The Subcommittee on Health, Employment, Labor, and Pensions, chaired by Rep. Tim Walberg (R-MI), held a legislative hearing today on proposals to restore balance to federal labor policies.

“Over the last eight years, the board launched an activist agenda aimed at tilting the balance of power toward powerful special interests,” Chairman Walberg said. “Unfortunately, it came at the expense of the hardworking men and women who keep our economy moving. Decision after decision by the NLRB restricted the rights of workers and employers … It’s long past time to put an end to these misguided policies.”

Witnesses described the consequences of the NLRB’s actions.

Karen Cox, a worker from Illinois, recounted how she was forced into a union without a choice: “I thought at least we had time to educate ourselves and have a fair vote.
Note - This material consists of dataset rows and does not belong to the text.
PR #4330, opened 2024-06-08
Update bard deployment configs

shifucun:


deploy/helm_charts/dc_website/templates/single_cluster.yaml
```diff
@@ -135,7 +135,7 @@ metadata:
     {{- if .Values.ingress.internal }}
     ingress.gcp.kubernetes.io/pre-shared-cert: "website-ilb"
     kubernetes.io/ingress.regional-static-ip-name: "website-ilb-ip"
-    kubernetes.io/spec.ingressClassName: "gce-internal"
+    kubernetes.io/ingress.class: "gce-internal"
```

But then I came into work one day and was told that the union was in and we were not going to have an election ... To me, it was un-American, and many of my coworkers agreed.”
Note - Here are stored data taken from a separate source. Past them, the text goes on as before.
PR #4331, opened 2024-06-09
NL Model usage update: 1)custom DC dockerfile download model using gsutil; 2) model map object consolidation

shifucun:
Instead of having a download mode in build_custom_dc_embeddings tool, download the model and embeddings directly in the docker image.

* Since we won't upgrade the sentence transformer based model, can just hardcode the only version in dockerfile
* Updated the base image to include gcloud

This is a step towards consolidating the build embeddings tool.

Part of this change consolidates the embedding and reranking model object in registry into one map.


build/web_compose/Dockerfile
```diff
@@ -118,12 +118,12 @@ COPY import/. /workspace/import/
 COPY tools/nl/embeddings/. /workspace/tools/nl/embeddings/
 
 # Download model and embeddings
-ENV IS_CUSTOM_DC=true
-RUN python -m tools.nl.embeddings.build_custom_dc_embeddings --mode=download
+RUN mkdir -p /tmp/datcom-nl-models
+RUN gsutil cp -R gs://datcom-nl-models/ft_final_v20230717230459.all-MiniLM-L6-v2/ /tmp/datcom-nl-models/
+RUN gsutil cp gs://datcom-nl-models/embeddings_medium_2024_05_09_18_01_32.ft_final_v20230717230459.all-MiniLM-L6-v2.csv /tmp/datcom-nl-models/
```
chejennifer, line 123: since embeddings version can change, should we be reading this from embeddings.yaml instead?

nl_server/registry.py
```diff
@@ -82,16 +93,7 @@ def _load_models(self, models: dict[str, ModelConfig]):
...
-          if model_config.usage == ModelUsage.EMBEDDINGS:
-            model = VertexAIEmbeddingsModel(model_config)
-            self.name_to_emb_model[model_name] = model
-          elif model_config.usage == ModelUsage.RERANKING:
-            model = VertexAIRerankingModel(model_config)
-            self.name_to_rank_model[model_name] = model
-        elif model_config.type == ModelType.LOCAL:
-          model = LocalSentenceTransformerModel(model_config)
-          self.name_to_emb_model[model_name] = model
+        self.name_to_emb_model[model_name] = create_model(model_config)
```
chejennifer, line 96: if `model_config.usage == ModelUsage.RERANKING`, model needs to be added to `self.name_to_rank_model` instead

chejennifer (commented):
nice!

nl_server/registry.py
shifucun: nice catch. updated to keep only one map now.

nl_server/registry.py
```diff
@@ -53,14 +63,14 @@ def __init__(self, server_config: ServerConfig):
...
   def get_attribute_model(self) -> AttributeModel:
     return self._attribute_model
 
-  def get_embedding_model(self, model_name: str) -> EmbeddingsModel:
-    return self.name_to_emb_model.get(model_name)
+  def get_model(
+      self,
+      model_name: str) -> tuple[(EmbeddingsModel | RerankingModel, ModelUsage)]:
+    return (self.name_to_model.get(model_name),
+            self._server_config.models.get(model_name).usage)
```
pradh, line 73: Hmm, wonder why not keep the original API, but throw exception if get_reranking_model matches an embedding model and vice versa?

shifucun: yea, that's better.

nl_server/routes.py
```diff
@@ -24,6 +24,7 @@
 
 from nl_server import registry
 from nl_server import search
+from nl_server.config import ModelUsage
```
chejennifer, line 27: don't need this anymore?

chejennifer (approved):
nice!

nl_server/routes.py
shifucun: removed

pradh (approved):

“That’s why I support the Employee Rights Act, which guarantees a secret ballot vote,” Cox said. “I want to ensure that other employees don’t find themselves in the situation my coworkers and I were in — stuck with a union we didn’t have a chance to vote for and that is difficult if not impossible to remove from the workplace.”
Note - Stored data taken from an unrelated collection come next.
PR #4334, opened 2024-06-11
Add TOOLFORMER_RAG mode

pradh:
Add a `mode=toolformer_rag` where we do not limit the number of places in time-delta timelines and ranking tables.

Also in toolformer modes, avoid return multiple charts in `basic`, and only return what the query asks for.


server/lib/nl/common/constants.py
```diff
@@ -842,6 +842,9 @@
 # Max number of answer places
 MAX_ANSWER_PLACES = 10
 
+# This is used in TOOLFORMER_TABLE mode.  Set to allow "counties in US".
+ABSOLUTE_MAX_PLACES_FOR_TABLES = 3250
```
shifucun, line 846: why not making this a bit larger to allow any new county?

server/lib/nl/detection/types.py
```diff
@@ -435,7 +435,7 @@ class Detection:
 class DetectionArgs:
   # Name of the embeddings index type to override ENV default
   embeddings_index_type: str
-  # Query mode. e.g., `strict`, `toolformer`
+  # Query mode. e.g., `strict`, `toolformer_point`
```
shifucun, line 438: what is "point"?

server/lib/nl/explore/params.py
```diff
@@ -70,9 +70,15 @@ class DCNames(str, Enum):
...
   # NOTE: This mode is incompatible with LLM detector
   STRICT = 'strict'
-  # This is a special mode to be used for toolformer experiments.
-  # This mode does not detect topics and has a sv score threshold of 0.8.
-  TOOLFORMER = 'toolformer'
+  # These are special modes used for toolformer experiments.
+
+  # The point mode returns exact variable's values and used by RIG.
+  # It does not detect topics and has a higher sv score threshold of 0.8.
+  TOOLFORMER_POINT = 'toolformer_point'
```
shifucun, line 77: given these two mode are not only diff by point/table, should they be called TOOLFORMER_RIG and TOOLFORMER_RAG

server/lib/nl/fulfillment/basic.py
```diff
@@ -63,10 +63,13 @@ def populate(state: PopulateState, chart_vars: ChartVars, places: List[Place],
                             [p.dcid for p in places])
     return False
 
-  if chart_vars.source_topic != PROJECTED_TEMP_TOPIC:
+  if (chart_vars.source_topic != PROJECTED_TEMP_TOPIC and
+      not params.is_toolformer_mode(state.uttr.mode)):
```
shifucun, line 67: this is very subtle. For easier tracking, can they be consolidated? Or some comment about PROJECTED_TEMP_TOPIC?

I feel it would be nice to have one file with ALL the condition checks, so can find the logic flow in one pass. Maybe something for later.

server/lib/nl/fulfillment/utils.py
```diff
@@ -270,3 +269,11 @@ def get_places_as_string(places: List[str]) -> str:
     return places[0]
   else:
     return ', '.join(places[0:len(places) - 1]) + f' and {places[-1]}'
+
+
+def get_max_ans_places(places: List[Place], uttr: Utterance) -> List[Place]:
```
shifucun, line 274: For later, I wonder if we can simplify logic branching based on some first order flags, and have them in one giant file or function...

That function / object itself can even be plotted to reason about the decision tree...

shifucun (approved):

shifucun:
I feel we need a DecisionTree class to hold the reasoning flow and by looking at that, can decide on what happened and why. But def something for later.

server/lib/nl/detection/types.py
chejennifer, line 438: also add toolformer_table to this list?

server/lib/nl/explore/params.py
chejennifer: +1

chejennifer (approved):
nice!

server/lib/nl/common/constants.py
pradh: I think the real number is more like 3143 or something? :)

server/lib/nl/detection/types.py
pradh: renaming to rig.

pradh: it was just e.g, but sure

server/lib/nl/explore/params.py
pradh: good idea

server/lib/nl/fulfillment/basic.py
pradh: Added some comments.

I'm not sure how to do that, considering there are different fulfillers for different scenarios and fallback across them.  But as a general point, yes, this could use simplification!

server/lib/nl/fulfillment/utils.py
pradh: Yeah, I think we can collect all the flags in one place.  I wonder if the decision tree might need to be built by propagating state in a context rather than putting all the decision tree code in one place (it is very hard to navigate that and would make things not very modular).  But yes, def something to improve on.

pradh (commented):
Thanks for the reviews!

Nancy McKeague, vice president of the Michigan Health & Hospital Association, raised concerns over the NLRB’s ambush election rule, which gives workers less time to consider the pros and cons of joining a union and forces employers to hand over their employees’ private information to union organizers. 

“Unless employers have adequate time to prepare their educational materials and to share this information with their employees, employees will not have adequate time to learn the employer’s perspective on the impact of collective bargaining on the workplace,” McKeague said. She added that the “requirement to provide so much confidential information about an employer’s employees constitutes an invasion of privacy for employees” and “goes against everything that HR professionals have been trained to do.”

McKeague urged Congress to support the Workforce Democracy and Fairness Act (H.R. 2776) to “restore the balance between the rights of employees, employers, and labor organizations” and the Employee Privacy Protection Act (H.R. 2775) to “[provide] employees the privacy they desire in the 21st century workplace.”

Speaking in support of H.R. 2776, labor attorney Seth Borden said, “[The] rights of employees to seek union representation and the equal rights of employees to refrain from such representation must be properly balanced … [The bill] goes a long way to restoring the appropriate balance between all interests involved.”

He also noted that H.R. 2775 would reinstate policies that “worked sufficiently for nearly fifty years.”

In closing, Chairman Walberg reaffirmed the committee’s commitment to advancing positive reforms, saying, “These are all commonsense proposals that will protect the rights of workers and restore balance and fairness to the rules governing union elections.”